Start of Material for the task

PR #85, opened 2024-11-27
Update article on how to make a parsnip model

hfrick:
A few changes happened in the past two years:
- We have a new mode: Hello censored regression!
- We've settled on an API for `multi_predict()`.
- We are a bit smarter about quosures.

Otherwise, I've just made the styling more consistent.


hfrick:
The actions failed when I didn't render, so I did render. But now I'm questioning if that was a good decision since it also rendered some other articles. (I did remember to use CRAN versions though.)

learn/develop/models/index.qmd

End of Material for the task

→ The problem
Repeat the whole listing exactly, with no omissions.

→ Result
PR #85, opened 2024-11-27
Update article on how to make a parsnip model

hfrick:
A few changes happened in the past two years:
- We have a new mode: Hello censored regression!
- We've settled on an API for `multi_predict()`.
- We are a bit smarter about quosures.

Otherwise, I've just made the styling more consistent.


hfrick:
The actions failed when I didn't render, so I did render. But now I'm questioning if that was a good decision since it also rendered some other articles. (I did remember to use CRAN versions though.)

learn/develop/models/index.qmd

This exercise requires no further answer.